Starting with the first line below, reproduce each line exactly until you have included the one bearing "This PR adds".

Material provided START

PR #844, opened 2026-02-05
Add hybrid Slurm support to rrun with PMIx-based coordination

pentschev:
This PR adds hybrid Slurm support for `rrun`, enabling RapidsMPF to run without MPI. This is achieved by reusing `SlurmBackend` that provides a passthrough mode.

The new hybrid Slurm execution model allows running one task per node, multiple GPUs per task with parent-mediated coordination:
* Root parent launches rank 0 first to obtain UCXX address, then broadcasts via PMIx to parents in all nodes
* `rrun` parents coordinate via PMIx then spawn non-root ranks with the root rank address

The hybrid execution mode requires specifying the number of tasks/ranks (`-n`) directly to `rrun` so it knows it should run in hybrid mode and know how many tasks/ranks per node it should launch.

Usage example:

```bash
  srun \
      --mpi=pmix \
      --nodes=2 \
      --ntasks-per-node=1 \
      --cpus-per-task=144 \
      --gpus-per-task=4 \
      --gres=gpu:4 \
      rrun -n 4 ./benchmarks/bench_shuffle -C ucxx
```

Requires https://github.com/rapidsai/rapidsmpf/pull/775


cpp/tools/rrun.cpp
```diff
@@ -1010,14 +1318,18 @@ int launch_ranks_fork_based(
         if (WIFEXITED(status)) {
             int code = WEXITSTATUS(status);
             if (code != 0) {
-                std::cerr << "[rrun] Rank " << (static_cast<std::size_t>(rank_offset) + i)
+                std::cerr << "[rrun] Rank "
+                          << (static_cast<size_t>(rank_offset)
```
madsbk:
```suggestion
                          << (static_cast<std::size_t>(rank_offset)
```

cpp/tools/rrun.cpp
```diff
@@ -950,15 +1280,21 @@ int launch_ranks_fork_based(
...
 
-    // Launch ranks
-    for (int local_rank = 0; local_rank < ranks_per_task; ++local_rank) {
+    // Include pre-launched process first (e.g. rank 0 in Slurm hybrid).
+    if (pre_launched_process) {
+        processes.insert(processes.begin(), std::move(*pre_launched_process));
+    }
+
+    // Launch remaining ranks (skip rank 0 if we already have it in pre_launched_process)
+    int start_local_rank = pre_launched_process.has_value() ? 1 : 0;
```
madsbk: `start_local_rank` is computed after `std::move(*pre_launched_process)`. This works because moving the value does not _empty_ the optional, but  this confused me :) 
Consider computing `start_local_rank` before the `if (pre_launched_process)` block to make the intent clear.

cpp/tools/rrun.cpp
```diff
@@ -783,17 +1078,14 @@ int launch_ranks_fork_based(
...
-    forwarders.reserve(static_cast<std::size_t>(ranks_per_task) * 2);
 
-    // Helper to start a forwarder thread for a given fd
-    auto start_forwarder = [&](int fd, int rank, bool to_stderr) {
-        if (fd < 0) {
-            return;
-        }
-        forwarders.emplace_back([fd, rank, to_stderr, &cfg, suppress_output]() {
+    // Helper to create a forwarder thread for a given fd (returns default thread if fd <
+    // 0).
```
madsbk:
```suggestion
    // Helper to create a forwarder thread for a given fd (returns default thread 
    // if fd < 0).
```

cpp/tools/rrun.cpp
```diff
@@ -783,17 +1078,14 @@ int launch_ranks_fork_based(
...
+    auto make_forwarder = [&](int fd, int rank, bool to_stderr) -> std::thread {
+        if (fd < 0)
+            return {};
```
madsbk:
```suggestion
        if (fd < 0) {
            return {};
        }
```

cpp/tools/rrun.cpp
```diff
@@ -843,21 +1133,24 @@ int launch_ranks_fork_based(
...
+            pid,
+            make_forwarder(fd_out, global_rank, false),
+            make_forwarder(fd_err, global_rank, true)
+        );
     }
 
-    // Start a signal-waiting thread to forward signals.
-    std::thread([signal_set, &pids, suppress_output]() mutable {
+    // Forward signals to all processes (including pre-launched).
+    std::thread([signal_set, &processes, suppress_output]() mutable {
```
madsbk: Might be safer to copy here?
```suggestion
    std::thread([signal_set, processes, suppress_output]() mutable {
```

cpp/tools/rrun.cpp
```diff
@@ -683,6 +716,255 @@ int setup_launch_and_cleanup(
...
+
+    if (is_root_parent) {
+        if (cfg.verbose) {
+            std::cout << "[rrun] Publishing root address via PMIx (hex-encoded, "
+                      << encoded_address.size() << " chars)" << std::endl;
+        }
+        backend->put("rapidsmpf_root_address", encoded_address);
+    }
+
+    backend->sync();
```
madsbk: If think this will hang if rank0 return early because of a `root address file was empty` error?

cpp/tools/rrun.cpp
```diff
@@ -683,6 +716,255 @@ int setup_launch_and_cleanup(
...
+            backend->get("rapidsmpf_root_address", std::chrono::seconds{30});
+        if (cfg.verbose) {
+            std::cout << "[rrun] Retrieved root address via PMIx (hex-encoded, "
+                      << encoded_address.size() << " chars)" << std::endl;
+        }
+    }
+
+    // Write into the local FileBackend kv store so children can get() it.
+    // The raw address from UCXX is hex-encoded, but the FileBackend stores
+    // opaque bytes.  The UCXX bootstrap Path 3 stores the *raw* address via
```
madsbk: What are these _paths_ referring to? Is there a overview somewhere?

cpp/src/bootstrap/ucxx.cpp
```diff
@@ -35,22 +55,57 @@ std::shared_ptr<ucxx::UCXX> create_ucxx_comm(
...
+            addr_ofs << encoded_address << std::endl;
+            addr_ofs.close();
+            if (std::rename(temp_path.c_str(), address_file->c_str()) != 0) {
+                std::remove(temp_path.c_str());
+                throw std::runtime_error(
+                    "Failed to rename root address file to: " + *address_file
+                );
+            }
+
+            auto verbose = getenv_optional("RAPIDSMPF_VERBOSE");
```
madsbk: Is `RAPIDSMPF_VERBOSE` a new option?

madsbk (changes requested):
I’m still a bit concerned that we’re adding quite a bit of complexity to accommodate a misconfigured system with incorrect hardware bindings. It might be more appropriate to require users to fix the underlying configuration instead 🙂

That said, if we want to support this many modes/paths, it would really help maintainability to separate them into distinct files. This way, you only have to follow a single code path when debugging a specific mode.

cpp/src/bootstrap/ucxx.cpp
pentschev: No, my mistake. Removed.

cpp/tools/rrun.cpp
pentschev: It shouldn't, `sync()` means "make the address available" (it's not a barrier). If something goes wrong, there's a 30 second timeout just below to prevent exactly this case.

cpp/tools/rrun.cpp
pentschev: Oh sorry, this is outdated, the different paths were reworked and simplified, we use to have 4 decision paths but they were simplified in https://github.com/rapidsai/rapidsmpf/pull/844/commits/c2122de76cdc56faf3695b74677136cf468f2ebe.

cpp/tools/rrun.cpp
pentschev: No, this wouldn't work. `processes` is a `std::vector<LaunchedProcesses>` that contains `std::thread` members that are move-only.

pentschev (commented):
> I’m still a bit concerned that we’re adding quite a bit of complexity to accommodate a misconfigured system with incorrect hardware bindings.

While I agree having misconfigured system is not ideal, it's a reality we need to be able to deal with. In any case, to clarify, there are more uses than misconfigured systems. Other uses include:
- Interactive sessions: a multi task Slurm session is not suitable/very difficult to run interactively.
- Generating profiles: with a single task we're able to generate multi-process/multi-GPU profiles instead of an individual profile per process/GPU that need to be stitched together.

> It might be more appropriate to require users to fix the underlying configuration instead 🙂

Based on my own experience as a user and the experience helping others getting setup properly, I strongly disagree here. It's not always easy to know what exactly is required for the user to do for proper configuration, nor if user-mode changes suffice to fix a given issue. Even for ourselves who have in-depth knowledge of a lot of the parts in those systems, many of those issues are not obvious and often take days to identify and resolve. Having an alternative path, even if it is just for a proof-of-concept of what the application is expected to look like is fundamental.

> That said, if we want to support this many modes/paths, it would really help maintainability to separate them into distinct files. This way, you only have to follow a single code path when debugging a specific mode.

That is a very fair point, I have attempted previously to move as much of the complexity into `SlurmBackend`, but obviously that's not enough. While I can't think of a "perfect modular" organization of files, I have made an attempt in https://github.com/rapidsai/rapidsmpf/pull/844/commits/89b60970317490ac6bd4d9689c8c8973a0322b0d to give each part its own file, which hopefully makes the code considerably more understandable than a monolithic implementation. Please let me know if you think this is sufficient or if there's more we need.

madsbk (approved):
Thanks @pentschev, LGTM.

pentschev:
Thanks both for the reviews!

Material provided END

Answer for the task
PR #844, opened 2026-02-05
Add hybrid Slurm support to rrun with PMIx-based coordination

pentschev:
This PR adds hybrid Slurm support for `rrun`, enabling RapidsMPF to run without MPI. This is achieved by reusing `SlurmBackend` that provides a passthrough mode.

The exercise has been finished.